Some Americans return to old tradition of home funerals
For decades, Americans have turned to professionals to prepare the bodies of dead loved ones for burial. But now, in at least some circles, that practice is being challenged as a few Americans choose to prepare their own loved ones' bodies on their own.
A small, but growing, they say, group of Americans are choosing to say no to involving funeral homes and undertakers in the funerals of their loved ones, choosing instead to take matters into their own hands — and finding a sense of closure at the same time.
In 2011, Alice Forrester's teenage son died unexpectedly. Finding herself in shock, Forrester decided to bring his body home and prepare it for burial herself.
"I was very fearful of seeing my child's body. I had no concept of how I would react and I was terrified of it," she said
On her plane to Denver, Forrester found herself in the middle of a spiritual experience as she battled her doubt of whether she could handle this task. But once she arrived, Forrester says, she felt peace with her decision.
"When I did see him, he was already in the little house that we were going to have him in, I wasn't shocked — I was scared and in awe. But I also really moved to a place of 'this is beautiful,' and that's a really hard thing to say when your child has died," she said.
Heather Massey, a close friend of Forrester's, works with the National Home Funeral Alliance, which helps families prepare their dead loved ones. Massey says some families who decide to be part of the burial preparations find an important spiritual experience through the process.
"To be able to care for your own loved one under those circumstances is a very powerful and empowering feeling," Forrester said. "The family is basically acting as the funeral director."
By having home funerals, Massey says, Americans are reclaiming a tradition.

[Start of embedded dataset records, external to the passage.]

PR #720, opened 2020-07-21
Revert "fix(sync-repo-settings): always add team memberships"

sofisl:
Reverts googleapis/repo-automation-bots#713

Screen Shot 2020-07-21 at 12 39 22 PM

Not catching the error is causing there to be a backup in the Cloud Tasks. I think what's happening is that these tasks stay in the queue because they're unsuccessful, and bottlenecking future tasks.

Maybe there's a better solution than reverting this PR?

### DIFF
--- a/packages/sync-repo-settings/src/app.ts
+++ b/packages/sync-repo-settings/src/app.ts
@@ -13,7 +13,7 @@
 // limitations under the License.
 
 import {GCFBootstrapper} from 'gcf-utils';
-import {handler} from './sync-repo-settings';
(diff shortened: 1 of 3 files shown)


bcoe:
@sofisl rather than reverting, I wonder if we could catch this specific type of error? I'd love us, as a goal for architecture, to mostly let failures happen and retry, and to identify errors that aren't of this category.

bcoe:
closing in favor of https://github.com/googleapis/repo-automation-bots/pull/722.

PR #2161, opened 2021-06-23
fix(conventional-commit-lint): allow long footer line lengths

parthea:
This PR overrides the [default footer maximum line length](https://github.com/conventional-changelog/commitlint/blob/master/%40commitlint/config-conventional/index.js#L7) rule to allow a longer footer in the commit message. This PR also removes the [rule that prevents a full stop in the subject](https://github.com/conventional-changelog/commitlint/blob/master/%40commitlint/config-conventional/index.js#L15).

fix(conventional-commit-lint): allow full stop in subject


bcoe (approved):

bcoe:
@parthea thanks for contributing this 👍 sorry for the slow review.

PR #2172, opened 2021-06-24
build(owlbot): turn off signature verification until we can debug payload

bcoe:
The signature validation is failing for pubsub messages.

### DIFF
--- a/packages/gcf-utils/package.json
+++ b/packages/gcf-utils/package.json
@@ -1,6 +1,6 @@
 {
   "name": "gcf-utils",
-  "version": "11.3.0",
+  "version": "11.3.0-debug.4",
   "description": "An extension for running Probot in Google Cloud Functions",
   "scripts": {
     "compile": "tsc -p .",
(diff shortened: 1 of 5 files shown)


packages/gcf-utils/src/gcf-utils.ts
```diff
@@ -448,27 +449,34 @@ export class GCFBootstrapper {
         !wrapConfig.skipVerification &&
         !this.probot.webhooks.verify(request.body, signature)
       ) {
-        response.send({
+        logger.info('we send a statusCode 400');
+        /*response.send({
```
bcoe, line 453: signature validation appears to hiccup on Pubsub messages.

packages/gcf-utils/package.json
```diff
@@ -1,6 +1,6 @@
 {
   "name": "gcf-utils",
-  "version": "11.3.0",
+  "version": "11.3.0-debug.2",
```
bcoe, line 3: @SurferJeffAtGoogle the fact that I can do this is very useful, but something we should think about when we discuss BCID, I published a debugging version of client library to npm, which you have to opt into.

bcoe:
Turning off this setting is confirmed to work, I'm digging more into the underlying issue.

bcoe:
I would like to push out one more debug build of this, I'm very curious about what the signature is, and I'm going to print it out for testing.

SurferJeffAtGoogle (approved):

PR #2176, opened 2021-06-25
fix(gcf-utils): use raw body for signature verification

tmatsuo:
The `req.body` is a parsed json object. We should use the raw body
for signature verification.


bcoe (approved):
Looks great to me, I'm hopeful that this will fix pubsub.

Sensing a turn, many funeral homes and funeral directors are also joining the National Home Funeral Alliance, allowing families to be part of their process. The families can then turn the paperwork and transportation over to the funeral home, Massey said.
When Forrester arrived in Arizona, her son had been autopsied, wrapped and placed in a box.

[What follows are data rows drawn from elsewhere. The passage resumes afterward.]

PR #2195, opened 2021-06-28
fix: express server should save rawBody

### LINKED ISSUE #2183: infrastructure: add rawBody on Cloud Run too
With #2176 gcf-utils started to use rawBody for signature verification on Cloud Function.
We should support the same thing on Cloud Run too.

chingor13:
Fixes #2183

### DIFF
--- a/packages/gcf-utils/test/server.ts
+++ b/packages/gcf-utils/test/server.ts
@@ -188,7 +188,10 @@ describe('getServer', () => {
       response: express.Response
     ) => {
       if (request.rawBody) {
-        response.sendStatus(200);
+        response.send({
+          status: 200,
+          body: request.rawBody.toString('utf-8'),
+        });
       } else {
         response.sendStatus(400);
       }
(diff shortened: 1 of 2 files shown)


packages/gcf-utils/test/server.ts
```diff
@@ -168,3 +175,50 @@ describe('GCFBootstrapper', () => {
...
+    const response = await gaxios.request({
+      url: `http://localhost:${TEST_SERVER_PORT}/`,
+      headers: {
+        'x-github-delivery': '123',
+        'x-cloudtasks-taskname': 'test-bot',
+        'x-github-event': 'issues',
+        'content-type': 'application/json',
+      },
+      method: 'POST',
+      body: JSON.stringify(payload),
```
tmatsuo, line 220: Can you add indent here and verify the buffer retains the indent?

tmatsuo:
Can we also use this on Cloud Function safely too? FWIW, Cloud Function already automatically inject the rawBody.

chingor13:
> Can we also use this on Cloud Function safely too? FWIW, Cloud Function already automatically inject the rawBody.

Cloud Functions runs its own wrapper server (as does functions-framework) which does this. We only need to do this for our wrapper `http.Server` implementation (for Cloud Run right now).

packages/gcf-utils/test/server.ts
chingor13: Modified the test server to return the rawBody in the response and we assert that the body indentation has not changed.

tmatsuo (approved):

PR #2227, opened 2021-07-02
feat(owl-bot): deploy frontend server in Cloud Run.

tmatsuo:
This change itself should not break anything.

After the deployment, we test the flow from Cloud Run frontend to
the Cloud Tasks. If it works, we can change the Github bot's webhook
URL.


tmatsuo:
Oops I should use the different filename for the Dockerfile

chingor13 (approved):

PR #2229, opened 2021-07-02
fix: track PR author in auto-approve metric

sofisl:


packages/auto-approve/src/auto-approve.ts
```diff
@@ -259,6 +259,14 @@ export function handler(app: Probot) {
               repo: `${owner}/${repo}`,
               pr: prNumber,
             });
+            if (pr.pull_request.user.login === 'renovate-bot') {
+              logger.metric('auto_approve.approved_tagged', {
+                repo: `${owner}/${repo}`,
+                pr: prNumber,
+                renovate_bot: true,
```
chingor13, line 266: this will duplicate the raw count of `auto_approve.approved_tagged`.

WDYT about adding `pr_author` to all the metrics?

chingor13 (changes requested):

packages/auto-approve/src/auto-approve.ts
sofisl: Good call!

chingor13 (approved):

PR #2240, opened 2021-07-03
fix: return a 400 on requests with missing or bad signatures

### LINKED ISSUE #2224: gcf-utils: the server returns 200 when the signature verification fails
I'm trying to deploy a new bot on Cloud Run and observed that the server returns the status code 200 even when the signature verification failed.

chingor13:
Returns a 400 on signature verification errors.

Fixes #2224

### DIFF
--- a/packages/gcf-utils/test/server.ts
+++ b/packages/gcf-utils/test/server.ts
@@ -38,140 +38,258 @@ const sandbox = sinon.createSandbox();
 
 describe('GCFBootstrapper', () => {
   describe('server', () => {
-    let server: http.Server;
-    const bootstrapper = new GCFBootstrapper({
-      projectId: 'test-project',
-      functionName: 'test-bot',
-      location: 'some-location',
-    });
-    const issueSpy = sandbox.stub();
-    const repositoryCronSpy = sandbox.stub();
-    const installationCronSpy = sandbox.stub();
-    const globalCronSpy = sandbox.stub();
-    const pubsubSpy = sandbox.stub();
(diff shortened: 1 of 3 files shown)


packages/gcf-utils/test/server.ts
```diff
@@ -38,140 +38,258 @@ const sandbox = sinon.createSandbox();
...
+            const client = await auth.fromAPIKey('abc123');
+            return client.request(opts);
+          }
+        );
+        enqueueTask = sandbox.stub(bootstrapper.cloudTasksClient, 'createTask');
+        sandbox
+          .stub(bootstrapper, 'getAuthenticatedOctokit')
+          .resolves(new Octokit());
+
+        server = bootstrapper
```
bcoe, line 221: nit: I wonder if it would be worth pulling this into a helper method, as our `before` is ending up with a log of logic (might be nice to have method names that describe it).

bcoe (approved):
Non blocking suggestion.

tmatsuo:
To be honest, I don't think we need the special treatment for requests with TriggerType Task. I would just return 400 for all cases. Less code, less test.

Theoretically all the tasks in Cloud Tasks should have correct signature. Even if we have tasks with bad signature, it will probably get retried up to 10 by default. Those requests should be quick.

For the cases where someone is spoofing requests from Cloud Tasks, the status code doesn't matter.

However, I'm still fine merging this.

tmatsuo (approved):

tmatsuo (approved):

Issue #2246, opened 2021-07-07
snippet-bot: Check does not run when a PR only renames files


busunkim96:
See https://github.com/GoogleCloudPlatform/python-docs-samples/pull/6267

This PR changes a directory name and does not change content inside the files. snippet-bot doesn't report status to the PR, even with the `snippet-bot:force-run` label.

tmatsuo:
@busunkim96 Thanks for the report. I found the log. The bot dies with a large blob (in this case, `train.csv`).

```
"    HttpError: This API returns blobs up to 1 MB in size. The requested blob is too large to fetch via the API, but you can use the Git Data API to request blobs up to 100 MB in size.: {"resource":"Blob","field":"data","code":"too_large"}"
```

For a band aid, we can skip those files (ignoring those large files, it's better than dying). For a long term solution, we can use the Git Data API to support those large files.

tmatsuo:
Maybe I'll downgrade this to P2 once #2248 lands.

busunkim96:
Thanks Takashi!

tmatsuo:
Now the bot should survive large files.
If files larger than 1MB has region tags, there will be a problem, but pragmatically I don't think there's a file like that. I may be wrong, let me know if you find such a file.

tmatsuo:
Filed: https://github.com/googleapis/repo-automation-bots/issues/2703

PR #2248, opened 2021-07-07
fix(snippet-bot): skip errors when fetching renamed files

tmatsuo:
part of #2246

This is not a complete solution, but pragmatically it will work well.
The bot used to die when there is a file larger than 1MB.

With this PR, the bot ignores such an error. Most of the cases, those
large files are data files and they normally don't include region tags.

### DIFF
--- a/packages/snippet-bot/src/region-tag-parser.ts
+++ b/packages/snippet-bot/src/region-tag-parser.ts
@@ -19,6 +19,7 @@ import {isFile} from './utils';
 import {Octokit} from '@octokit/rest';
 import parseDiff from 'parse-diff';
 import fetch from 'node-fetch';
+import {logger} from 'gcf-utils';
 
 /**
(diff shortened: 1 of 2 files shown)


packages/snippet-bot/src/region-tag-parser.ts
```diff
@@ -97,65 +98,75 @@ export async function parseRegionTagsInPullRequest(
...
-        'base64'
-      ).toString('utf8');
+      try {
+        const blobBeforeRename = await octokit.repos.getContent({
+          owner: owner,
+          repo: repo,
+          path: file.from,
+          ref: sha,
+        });
+        if (!isFile(blobBeforeRename.data)) {
```
sofisl, line 108: I don't understand why you'd need to specify this case, if you're simply continuing. Why wouldn't you assert the opposite?

sofisl (approved):

PR #2253, opened 2021-07-08
fix(gcf-utils)!: upgrade to probot 12

tmatsuo:
Making this a major bump.


tmatsuo:
The linkinator job fails because it rewrites only the `branch` portion of the URL. If the PR is coming from another repo (like personal fork), it needs to rewrites the `owner` of the repository as well.

tmatsuo:
@JustinBeckwith FYI
I pushed probot-12 branch to this repo so that the docs job will pass.

bcoe (approved):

Friends and family, Forrester says, brought photos and other mementos to place in his burial box as they celebrated, cried and sang together.
"It was just very intimate and very beautiful, sad, joyous. It's hard to put into words," she said.
Forrester never imagined having a home funeral for one of her children and says if she had chosen a funeral home memorial, the experience would've been very different.
"A funeral home to me is somewhat like a hospital, I mean it's cold, it's antiseptic, you file in and out… to me it's a world of difference," she said. "I think having that time with his body, there's an acceptance, there's a peace. You're ready to kind of let the body go, realizing it's not him anymore."